I suspect that they will have you send the barrel in to them for examination (and most likely replacement).


----------



## Makwa (Oct 20, 2010)

Maybe I didnt decribe it well enough. It FAILS to feed nearly every shot, and yes I follow the manual's method of loading the wapon. It is a single shot in its current condition. 

And yes, im a tad concerned about the deep gouge on the barrel, you're seeing them at 1000's or rounds and i am at 50 rounds. But out of box it shoots extremely poor, at like 7 yards it hits varying from 9-12 inches low and to the left. I have a few thousand rounds through my G22 without any problems to the barrel, or anything in fact.
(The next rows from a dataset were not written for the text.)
PR #25, opened 2020-01-15
Provide EC signature verification support in JWTSignatureValidator

mstruk:
This PR attempts to address: https://github.com/strimzi/strimzi-kafka-operator/issues/2327

### DIFF
--- a/oauth-common/src/main/java/io/strimzi/kafka/oauth/validator/ECDSASignatureVerifierContext.java
+++ b/oauth-common/src/main/java/io/strimzi/kafka/oauth/validator/ECDSASignatureVerifierContext.java
@@ -1,0 +1,79 @@
+/*
+ * Copyright 2017-2020, Strimzi authors.
+ * License: Apache License 2.0 (see the file LICENSE or http://apache.org/licenses/LICENSE-2.0.html).
+ */
+package io.strimzi.kafka.oauth.validator;
+
+import org.bouncycastle.asn1.ASN1Integer;
+import org.bouncycastle.asn1.DERSequenceGenerator;
+import org.keycloak.common.VerificationException;
+import org.keycloak.crypto.AsymmetricSignatureVerifierContext;
+import org.keycloak.crypto.KeyWrapper;
+
+import java.io.ByteArrayOutputStream;
+import java.io.IOException;
+import java.math.BigInteger;
+
+/**
+ * This class provides EC signature verification support.
+ *
+ * Adapted from: https://github.com/keycloak/keycloak/blob/8.0.1/services/src/main/java/org/keycloak/crypto/ClientECDSASignatureVerifierContext.java
+ */
+public class ECDSASignatureVerifierContext extends AsymmetricSignatureVerifierContext {
+
+    public ECDSASignatureVerifierContext(KeyWrapper key) {
+        super(key);
+    }
+
+    @Override
+    public boolean verify(byte[] data, byte[] signature) throws VerificationException {
+       /*
+       Fallback for backwards compatibility of ECDSA signed tokens which were issued in previous versions.
+       TODO remove by https://issues.jboss.org/browse/KEYCLOAK-11911
+        */
+        int expectedSize = ECDSA.valueOf(getAlgorithm()).getSignatureLength();
+        byte[] derSignature = expectedSize != signature.length && signature[0] == 0x30 ? signature : concatenatedRSToASN1DER(signature, expectedSize);
+        return super.verify(data, derSignature);
+    }
+
+    enum ECDSA {
+        ES256(64),
+        ES384(96),
+        ES512(132);
+
+        private final int signatureLength;
+
+        ECDSA(int signatureLength) {
+            this.signatureLength = signatureLength;
+        }
+
+        public int getSignatureLength() {
+            return this.signatureLength;
+        }
+    }
+
+    static byte[] concatenatedRSToASN1DER(final byte[] signature, int signLength) {
+        int len = signLength / 2;
+        int arraySize = len + 1;
+
+        byte[] r = new byte[arraySize];
+        byte[] s = new byte[arraySize];
+        System.arraycopy(signature, 0, r, 1, len);
+        System.arraycopy(signature, len, s, 1, len);
+        BigInteger rBigInteger = new BigInteger(r);
+        BigInteger sBigInteger = new BigInteger(s);
+
+        ByteArrayOutputStream bos = new ByteArrayOutputStream();
+        try {
+            DERSequenceGenerator seqGen = new DERSequenceGenerator(bos);
+
+            seqGen.addObject(new ASN1Integer(rBigInteger.toByteArray()));
+            seqGen.addObject(new ASN1Integer(sBigInteger.toByteArray()));
+            seqGen.close();
+            bos.close();
+        } catch (IOException e) {
+            throw new RuntimeException("Failed to generate ASN.1 DER signature", e);
+        }
+        return bos.toByteArray();
+    }
+}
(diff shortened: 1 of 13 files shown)


oauth-common/src/main/java/io/strimzi/kafka/oauth/validator/JWTSignatureValidator.java
```diff
@@ -36,6 +40,10 @@
 
 public class JWTSignatureValidator implements TokenValidator {
 
+    static {
+        Security.insertProviderAt(new BouncyCastleProvider(), 1);
```
tombentley: This will add BC as a security provider for a whole bunch of algorithms, not just ECDSA, right? And we don't know whether the user of the library trusts BC? So maybe we should only register when we encounter a token using `EC` and only if there's not existing EC provision already registered? That would allow a user who really cares to register some other provider for EC and we'd just pick it up.

Also, I don't think we can assume that there aren't other providers already registered in some specific order. Adding at index 1 might then mean BC is chosen instead of their preferred provider. So maybe if/when we do add BC, we should always add at the end (which is still a bit racy, but less likely to be a problem in practice)?

testsuite/client-secret-jwt-keycloak-test/src/test/java/io/strimzi/testsuite/oauth/KeycloakClientCredentialsWithJwtValidationTest.java
```diff
@@ -30,11 +30,11 @@
 public class KeycloakClientCredentialsWithJwtValidationTest {
 
     private static final String HOST = "keycloak";
-    private static final String REALM = "demo";
+    private static final String REALM = "demo-ec";
```
tombentley: Don't we need to be able to test both EC and non-EC?

oauth-common/src/main/java/io/strimzi/kafka/oauth/validator/JWTSignatureValidator.java
mstruk: Right. That is a dilemma. The thing is that for EC, the Keycloak helper library that we use requests ECDSA which is provided by Bouncycastle, but is otherwise not available in JDK. To make make matters worse, there's usage of both "EC" and "ECDSA" in the code. That means if Bouncycastle is not installed in first place what will happen is that when "EC" is requested it would use Sun's provider, and when "ECDSA" is requested the Bouncycastle provider would be used - unless the provider is bumped to first position among security providers. Multiple impls might work together fine or they might not.

We could add a configuration: `oauth.crypto.enable.bouncycastle` to require explicitly enabling the provider before we install it. And another - `oauth.crypto.bouncycastle.provider.position` which, if set to 0 or negative number would install the provider at the end, otherwise at the position specified - or at the end if position is beyond number of providers.

I'm not sure about lazy enabling it upon detection of EC. That may hide any potential issues to long after Kafka broker has started.

testsuite/client-secret-jwt-keycloak-test/src/test/java/io/strimzi/testsuite/oauth/KeycloakClientCredentialsWithJwtValidationTest.java
mstruk: The default used is RSA which is used in all the other tests. But this specific test I adjusted to use EC. It may be a bit obfuscated, but both the default and EC get tested over the course of a testsuite run. These tests take some time and some hardware resources to run, so I try to avoid doing permutations.

tombentley: OK, so long as we haven't lost all coverage of RSA that's fine.

oauth-common/src/main/java/io/strimzi/kafka/oauth/validator/JWTSignatureValidator.java
tombentley: I'm guessing that the helper library has no mechanism for selecting algorithm impls with a given provider?

It not really clear to me whether the "EC" signature algo is actually the same thing as "ECDSA" (in which case Keycloak's use of EC starts to look like a bug). But I guess we need to provide something which works with the version of the library which actually exists. So I suppose System properties like `oauth.crypto.bouncycastle.provider.enable` would at least provide a mechanism, even if it's less than ergonomic.

mstruk: Right, the Keycloak code is what it is, and it does not explicitly request BouncyCastle provider. With the [patched Keycloak library](https://github.com/keycloak/keycloak/pull/6643) that requests "EC" instead of "ECDSA" things work fine without BouncyCastle. But that would require a patch that probably won't make it into the master, and will only be released later while we would like a fix ASAP.

mstruk:
I made installing BouncyCastle provider optional. It is required for EC signature verification to work, though.

It can be installed as the last security provider by passing to JAAS config of `org.apache.kafka.common.security.oauthbearer.OAuthBearerLoginModule` the parameter:

    oauth.crypto.provider.bouncycastle="true"

Position in the providers list can be controlled with another parameter:

    oauth.crypto.provider.bouncycastle.position="0"

Alternatively, these can be set as a system properties or as ENV vars called `OAUTH_CRYPTO_PROVIDER_BOUNCYCASTLE` and `OAUTH_CRYPTO_PROVIDER_BOUNCYCASTLE_POSITION`.

scholzj:
@ppatierno Do you plan to review this or can it be merged?

oauth-common/src/main/java/io/strimzi/kafka/oauth/validator/ECDSASignatureVerifierContext.java
```diff
@@ -0,0 +1,79 @@
...
+import org.keycloak.common.VerificationException;
+import org.keycloak.crypto.AsymmetricSignatureVerifierContext;
+import org.keycloak.crypto.KeyWrapper;
+
+import java.io.ByteArrayOutputStream;
+import java.io.IOException;
+import java.math.BigInteger;
+
+/**
+ * This class provides EC signature verification support.
```
ppatierno: ECDSA not EC

oauth-common/src/main/java/io/strimzi/kafka/oauth/validator/JWTSignatureValidator.java
```diff
@@ -97,6 +107,20 @@ public JWTSignatureValidator(String keysEndpointUri,
...
+            int installedPosition = Security.insertProviderAt(new BouncyCastleProvider(), bouncyCastleProviderPosition);
+            log.info("BouncyCastle security provider installed at position: " + installedPosition);
+
+            if (log.isDebugEnabled()) {
+                StringBuilder sb = new StringBuilder("Installed security providers:\n");
+                for (Provider p: Security.getProviders()) {
+                    sb.append("  - " + p.toString() + "  [" + p.getClass().getName() + "]\n");
+                    sb.append("   " + p.getInfo() + "\n");
+                }
+                log.debug(sb.toString());
```
ppatierno: this should log all the installed security providers but it happens only if the outer `if (enableBouncyCastleProvider && !bouncyInstalled.getAndSet(true))` is true. Is it really what we want? Shouldn't we log the installed security providers anyway?

ppatierno:
@scholzj I approved but left a couple of comments. Maybe changes are not needed but I will let @mstruk to decide.

oauth-common/src/main/java/io/strimzi/kafka/oauth/validator/JWTSignatureValidator.java
mstruk: This is the way I intended. Usually you're not really interested in security providers, you're working with what's packaged and enabled in JDK. If you really want to see the providers for some reason, you can just enable bouncy castle provider in the config, and it will be added at the end, not overwriting any existing providers, but you'll also see them all listed.

oauth-common/src/main/java/io/strimzi/kafka/oauth/validator/ECDSASignatureVerifierContext.java
mstruk: Fixed.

I think my gun was just a lemon and am sending it in for some work. Don't get me wrong, love the feel and concealibility of the gun its just not functioning and my guess was either the barrel or slide because of the deep mark on the left side.


----------



## recoilguy (Apr 30, 2009)

If it fails nearly every other shot, it is a lemon. I would not have confidence in it then either. I hope Kahr takes care of you adequately they have a very good CS department. You normally have to ask them for a return packing label, if you don't they will "let you" return it on your dime.
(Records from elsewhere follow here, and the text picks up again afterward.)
PR #30, opened 2020-02-11
Make OAuth scope optional

klalafaryan:
Some OAuth Authorization servers such as AWS Cognito don't provide the `scope` in the response.  For example:
```
{
    "access_token": "{JWT_TOKEN}",
    "expires_in": 3600,
    "token_type": "Bearer"
}
```

This PR  makes `scope` property optional which gives us possibility to integrate with AWS Cognito. (Authorization servers which are not providing `scope` in the response)

### DIFF
--- a/oauth-common/src/main/java/io/strimzi/kafka/oauth/common/OAuthAuthenticator.java
+++ b/oauth-common/src/main/java/io/strimzi/kafka/oauth/common/OAuthAuthenticator.java
@@ -102,7 +102,8 @@ public class OAuthAuthenticator {
             throw new IllegalStateException("Invalid response from authorization server: no expires_in");
         }
 
-        // Some OAuth2 authorization servers don't provide scope in this level
+        // Some OAuth2 authorization servers don't provide scope in this level,
+        // therefore we don't need to make it mandatory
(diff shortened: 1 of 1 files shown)


mstruk:
The fix is in fact on the Kafka client (the client side of OAuth) - it doesn't really concern the Kafka Broker unless inter-broker communication goes over OAuth protected listener (which in Strimzi Kafka Operator it doesn't).

I think adding the comment in the code is unnecessary, but overall the PR looks good. 

@klalafaryan Thank you for your contribution.

mstruk:
@ppatierno I guess we won't test it immediately - the addressed situation never occurs in our current test setups (using Keycloak and Hydra). We could create simple authorization server endpoints that would do just enough so we can test this, eventually.

scholzj:
@mstruk So we do not use the scope for anything in the broker part?

mstruk:
@scholzj Correct. Authentication part does not use it - it's more for authorization use, but there SimpleACL isn't aware of it, and KeycloakRBACAuthorizer doesn't make use of it either - in favor of fine grained security provided by Authorization Services.

scholzj:
Thanks for the PR.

Good luck, Like I said Kahr is a great weapon and the CW is a great platform, i hope it all works out good for you.

RCG


----------



## Steve M1911A1 (Feb 6, 2008)

"It's a lemon!" is not enough information.
Your pistol doesn't feed from its magazine for one (or more) of the following reasons:
1. Whatever is causing that scratch is slowing the slide down so much that it can't push a cartridge out of the magazine.
2. Something other than what's causing the scratch is slowing the slide down.
3. The breech-face is dirty, so a cartridge being fed cannot slide smoothly up it and into place.
4. The breech-face is clean, but it's rough or scratched, with the same effect.
5. The magazine's feed-lips are badly shaped, or one of them is, so the cartridge being fed is aimed wrong and hangs up somewhere.
6. The pistol's feed-ramp is rough, so it slows or stops the movement of the cartridge being fed.

Of all of these options, the most likely are #4 and #6.
Look for "wiped-on" brass on the breech-face, or scratches on it that are work-polished over.
Look for lead, copper, or brass on the feed-ramp, or crosswise scratches or grooves that show work-polish.
To fix #1, look inside the slide, particularly at its mouth, where the barrel comes through, and find the sharp point that's scratching the barrel. (There may be none—the scratch may have been "factory applied.") Either file it down (very, very carefully) or color it with paint or ink, so the factory people will see it when you return the pistol for repair.


----------



## Steve M1911A1 (Feb 6, 2008)

Another thought...
How experienced a pistol shooter are you?
I believe that your Kahr is a compact-size pistol. Is this correct?
In any case, _could it be that you are not holding this pistol tightly enough_? Relatively inexperienced pistol shooters tend to "limp-wrist" the gun, while instead the best shooting method is to hold on tightly, with stiff wrists, elbows, and shoulders. This is particularly true when shooting compact or miniature pistols: the smaller the gun is, the tighter you need to hold it.
Legend has it that Kahr pistols require about 200 rounds of "break-in" shooting, to smooth things up. Nevertheless, no pistol worth its salt should mis-feed each and every cartridge. If you are indeed hanging on to it properly tightly, and it still mis-feeds every cartridge, something is truly wrong and you might do well to follow my stoppages list or hassle the manufacturer.


----------



## Makwa (Oct 20, 2010)

Been shooting pistol for about 15 years now, very often as per training and work. That was one of my co workers thoughts, the limp wrist, but its not that. 

The feed ramp is pristine and polished, i think its just that the barrel could be a millimeter crooked, or something with the slide. I contacted Kahr and they're gonna let me pay to ship it to em, at least i hope it gets replaced with a working pistol.

thanks for the replies


----------